Records excerpted from a collection:
______

PR #7160, opened 2020-04-26
Update supported releases

### LINKED ISSUE #7146: Update the release tested.
Currently the docs has: `Istio 1.6 has been tested with these Kubernetes releases: 1.14, 1.15, 1.16.`

I'm not sure if we are going to simply shift one to the right, or extend to include 1.18.

ericvn:
Fixes #7146

Values from https://github.com/istio/istio/issues/23184


linsun:
Have we done some minimal testing on 1.18?

PR #7162, opened 2020-04-27
Setup for GKE

gnarled-cipher:


ericvn:
@adammil2000 Looks like you approved this one and no on did an `ok to test` so it never merged. Not sure if this should still go in after all the community items or not.

adammil2000:
Adding label to let testing occur on this PR...

PR #7172, opened 2020-04-27
lint_site.sh: Don't print error if "public" directory doesn't exist.

justinpettit:
If the "public" directory doesn't exist, "lint_site.sh" prints an error when running the "find" command.

### DIFF
--- a/scripts/lint_site.sh
+++ b/scripts/lint_site.sh
@@ -148,32 +148,35 @@ for lang in $LANGS; do
     fi
 done
 
-if [[ ${#SKIP_LANGS[@]} -ne 0 ]]; then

______

▶ WHAT THIS TASK INVOLVES: Every entry shown earlier is to be returned exactly, line for line.

▶ SOLUTION TO THIS EXERCISE:
PR #7160, opened 2020-04-26
Update supported releases

### LINKED ISSUE #7146: Update the release tested.
Currently the docs has: `Istio 1.6 has been tested with these Kubernetes releases: 1.14, 1.15, 1.16.`

I'm not sure if we are going to simply shift one to the right, or extend to include 1.18.

ericvn:
Fixes #7146

Values from https://github.com/istio/istio/issues/23184


linsun:
Have we done some minimal testing on 1.18?

PR #7162, opened 2020-04-27
Setup for GKE

gnarled-cipher:


ericvn:
@adammil2000 Looks like you approved this one and no on did an `ok to test` so it never merged. Not sure if this should still go in after all the community items or not.

adammil2000:
Adding label to let testing occur on this PR...

PR #7172, opened 2020-04-27
lint_site.sh: Don't print error if "public" directory doesn't exist.

justinpettit:
If the "public" directory doesn't exist, "lint_site.sh" prints an error when running the "find" command.

### DIFF
--- a/scripts/lint_site.sh
+++ b/scripts/lint_site.sh
@@ -148,32 +148,35 @@ for lang in $LANGS; do
     fi
 done
 
-if [[ ${#SKIP_LANGS[@]} -ne 0 ]]; then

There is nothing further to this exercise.